The point that EY is making there is kind of subtle. Think about it this way:
There’s a hidden double selected uniformly at random that’s between 0 and 1. You can’t see what it is; you can only press a button to see a 1 if another randomly selected double (over the same range) is higher than it, or 0 if the new double is less than or equal to it.
One researcher says “I’m going to press this button 100 times, and then estimate what the hidden double is.” The second research says “I’m going to press this button until my estimate of the double is at most .4.” Coincidentally, they see the exact same sequence of 100 presses, with 70 1s.

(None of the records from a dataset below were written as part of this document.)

Issue #542, opened 2022-02-08
Submenu 


S-Bra:
#### Describe the bug (actual behavior)
When a dropdown with submenu is located close to the right edge of the browser, the submenu does not display.

#### Expected behavior
Submenu is displayed left from its parent menu when insufficient space to the right.

#### Reproduction
Link to a minimal repro: 
https://codesandbox.io/s/itwinui-react-submenu-display-issue-at-browser-edge-xsxte?file=/src/App.tsx

##### Steps to reproduce
1. Click the "..." button and open the "Font Size" submenu (working). 
2. Click "Toggle Justification Start/End" - The more button now displays close to the right edge
3. In this state the "Font Size" submenu does not display anymore

#### Additional information
Saw in the story-book the menu floating around and properly displaying and could not figure out what is different here.
In the story book I modified the style of the surrounding div of the "more" button to 'display: flex; justify-content: "flex-end";'

veekeys:
As till now, the workaround I found to make it work is disabling `gpuAcceleration` on `DropdownMenu`.

```js
popperOptions={{modifiers: [{ name: 'computeStyles', options: { gpuAcceleration: false }}]}}
```

Would be nice to figure out the reason.

PR #552, opened 2022-02-15
feat(Popover): Append to body by default and z-index increase

### LINKED ISSUE #553: Popover: Increase default z-index and append to Body
Need to change some default values to Popover.
Increase z-index so no other elements in app would have higher.
Also, by default append to body, instead of parent. This should help us with issues in apps, where they have high z-index stack context and elements are not visible

veekeys:
- Now by default Popover is always appended to `ownerDocument.body`
- default z-index is increased so hopefully it is always bigger than iTwin.js elements
- append to body is causing issues on 2nd+ level elements. So I added back parent to the sub menus,, table date filter
- Test images updated, previously select behavior was weird with the new changes, which I noticed now thanks to Popover. We will need to follow up on that with removing the focus from menu in select.

Plan:
release dev version and test it out on itwin.js apps


mayank99:
> Tests of select are failing weirdly.. Seems something is changed with focus..

This was mentioned in https://github.com/iTwin/iTwinUI-react/pull/540#discussion_r801893631. We'll need to make a CSS change because it currently uses `focus-within` which relies on the popover being inside the container.

src/core/utils/components/Popover.tsx
```diff
@@ -61,13 +61,14 @@ export const Popover = React.forwardRef((props: PopoverProps, ref) => {
   const computedProps: Partial<TippyProps> = {
     allowHTML: true,
     animation: false,
-    appendTo: 'parent',
+    appendTo: (ref) => ref.ownerDocument.body,
```
mayank99, line 64: Maybe call it `el` instead of `ref`?

`ref` implies that it's a ref object, which it isn't. This is more like `ref.current`.

src/core/utils/components/Popover.tsx
```diff
@@ -38,7 +38,7 @@ export type PopoverProps = {
 export const Popover = React.forwardRef((props: PopoverProps, ref) => {
   const [mounted, setMounted] = React.useState(false);
 
-  const tippyRef = React.useRef(null);
+  const tippyRef = React.useRef<Element>(null);
```
mayank99, line 41: Why did we avoid specifying the type before? 🤔

src/core/Table/filters/DateRangeFilter/DatePickerInput.tsx
```diff
@@ -66,6 +66,7 @@ const DatePickerInput = (props: DatePickerInputProps) => {
           close();
         }
       }}
+      appendTo='parent'
```
mayank99, line 69: Why do some of these have `appendTo='parent'` now?

The submenu one is a known issue #542 but I'm surprised this date picker input breaks.

src/core/Wizard/Wizard.test.tsx
```diff
@@ -7,6 +7,14 @@ import React from 'react';
 import { Wizard } from './Wizard';
 
 describe('<Wizard />', () => {
+  afterEach(() => {
+    // cleanup tippy after every test, so it does not stay in the dom
+    const tippy = document.querySelector('[data-tippy-root]') as HTMLElement;
+    if (!!tippy) {
+      tippy.remove();
+    }
```
mayank99, line 15: nit:

```suggestion
    document.querySelector('[data-tippy-root]')?.remove();
```

although, I'm not sure why it even stays in the dom

src/core/utils/components/Popover.tsx
veekeys: yeah, took ref from their definition

image

changed

src/core/utils/components/Popover.tsx
veekeys: I dont know, less writing?

src/core/Table/filters/DateRangeFilter/DatePickerInput.tsx
veekeys: Would need to catch events ourselves and check the target. There is prop `[hideOnClick](https://atomiks.github.io/tippyjs/v5/all-props/)`, which we could change to `toggle` and then just listen to clicks and check :/

src/core/Wizard/Wizard.test.tsx
veekeys: changed

veekeys:
> > Tests of select are failing weirdly.. Seems something is changed with focus..
> 
> This was mentioned in [#540 (comment)](https://github.com/iTwin/iTwinUI-react/pull/540#discussion_r801893631). We'll need to make a CSS change because it currently uses `focus-within` which relies on the popover being inside the container.
> 
> Something like this:
> 
> ```diff
> --- a/src/inputs/input-with-icon.scss
> +++ b/src/inputs/input-with-icon.scss
> @@ -13,7 +13,8 @@
>      padding-right: $iui-icons-default + $iui-l;
>    }
> 
> -  &:focus-within {
> +  &:focus-within,
> +  &.iui-focused {
>      > :first-child {
> ```
> 
> /cc @gretanausedaite

This is wrong and should not be in Select, IMO. Having combobox with active state on both input and menu item makes sense, because you can type in input and at the same time navigate through items. And after popover changes, it still works, because we use classes there for 'focus' style in menu.
Now in select, after the refactors, we get such situation in visuals:
image

Which does not make sense, because its not that you can type in input or do anything with it. Native select also acts same with only single item being active. 
In that case, either leave css like that or better change to something like `:first-child:focus-visible`, so we actually apply the styling on `select-button`, when it is focused, not when menu items are focused too.

src/core/utils/components/Popover.tsx
mayank99: no I think it caused an error somewhere. Can't remember now 🤷‍♀️

src/core/Table/filters/DateRangeFilter/DatePickerInput.tsx
mayank99: So wait, this `DatePickerInput` will always be used inside `ColumnFilter` which is already appended to body. Which means `appendTo='parent'` still places outside of the main component tree. Then I am ok with it actually

image

mayank99 (approved):
Looks good. Maybe we should merge it to a separate branch not to block main release?

src/core/Table/filters/DateRangeFilter/DatePickerInput.tsx
veekeys: Yes, exactly.
We will want to have a separate `DatePickerInput` one day, so then it should be important.

veekeys:
> Looks good. Maybe we should merge it to a separate branch not to block main release?

Does it make sense to merge it into another branch? I was thinking to make a release from this one maybe..?
Or we could make a specific dev release branch and there update package.json.. not sure

PR #557, opened 2022-02-22
feat(ExpandableBlock): Add borderless option to expandable block

### LINKED ISSUE #549: ExpandableBlock: Add borderless option
As the css is ready, lets add the support in react too. `Button` component could be a good example for the api part.

adamhock:
Support for borderless expandable block has been added using the `isBorderless` property (defaults to `false`)

New story and test have also been added

Closes #549


stories/core/ExpandableBlock.stories.tsx
```diff
@@ -140,3 +140,16 @@ Small.args = {
   title: 'Basic Block',
   size: 'small',
 };
+
+export const Borderless: Story<Partial<ExpandableBlockProps>> = (args) => {
```
adamhock, line 144: I noticed that there is no borderless story for `Button`, so I'm not sure if this story is needed either, but I figured it couldn't hurt

mayank99: That's because borderless button should be very careful used (almost discouraged). It is better for icons than for text buttons

adamhock:
I forgot to update the visual tests

stories/core/ExpandableBlock.stories.tsx
```diff
@@ -111,6 +111,7 @@ export const Accordion: Story<Partial<ExpandableBlockProps>> = (args) => {
 Accordion.argTypes = {
   title: { control: { disable: true } },
   isExpanded: { control: { disable: true } },
+  isBorderless: { control: { disable: true } },
```
adamhock, line 114: I disabled this for Accordion because toggling it doesn't change the blocks at all

adamhock, line 114: `isExpanded` is set to `false` in all of the other stories' args except for `Small`. Should `isBorderless` do the same? Also, should both `isBorderless` and `isExpanded` be set to false in the `Small.args` as well?

stories/core/ExpandableBlock.stories.tsx
adamhock: I assumed the expandable block was a type of text button more so than an icon.

The stories have been added back.

stories/core/ExpandableBlock.stories.tsx
mayank99: Did you try to make them work? I think the expandable block is just missing `{...args}` available from the story parameter.

Usually we only disable these if it's not possible to control, or if it's too complicated, or if it doesn't make sense in the story's context, or if it's adding too much noise (e.g. ReactNode props).

src/core/ExpandableBlock/ExpandableBlock.tsx
```diff
@@ -51,6 +51,11 @@ export type ExpandableBlockProps = {
    * @default 'default'
    */
   size?: 'default' | 'small';
+  /**
+   * Whether or not the block is borderless.
+   * @default false
+   */
+  isBorderless?: boolean;
```
mayank99, line 58: Not sure about this prop, vs something like `styleType: 'default' | 'borderless'`. Any particular reason you went with a boolean?

src/core/ExpandableBlock/ExpandableBlock.test.tsx
```diff
@@ -166,3 +166,16 @@ it('should render small size', () => {
...
+  const { container } = render(
+    <ExpandableBlock title='test title' isBorderless={true}>
+      content
+    </ExpandableBlock>,
+  );
+  const expandableBlock = container.querySelector(
+    '.iui-expandable-block',
+  ) as HTMLElement;
+  expect(expandableBlock).toBeTruthy();
+  expect(expandableBlock.classList).toContain('iui-borderless');
```
mayank99, line 180: This can be simplified down to one statement

```suggestion
  expect(container.querySelector('.iui-expandable-block').toHaveClass('iui-borderless');
```

src/core/ExpandableBlock/ExpandableBlock.tsx
adamhock: I wasn't sure about which one to go with, but I now remember you telling me use `styleType` for consistency. I'll change this

stories/core/ExpandableBlock.stories.tsx
adamhock: This has been updated

src/core/ExpandableBlock/ExpandableBlock.tsx
adamhock: This has been changed to styleType

src/core/ExpandableBlock/ExpandableBlock.test.tsx
adamhock: This statement has been simplified

mayank99 (approved):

The primary claim is that the likelihood ratio from seeing 70 1s and 30 0s is the same for both researchers, and this seems correct to me. (How can the researcher’s intention change the hidden double?) The secondary claim is that the second researcher receives no additional information from the potentially surprising fact that he required 100 presses under his decision procedure. I have not put enough thought into it to determine whether or not the secondary claim is correct, but it seems likely to me that it is.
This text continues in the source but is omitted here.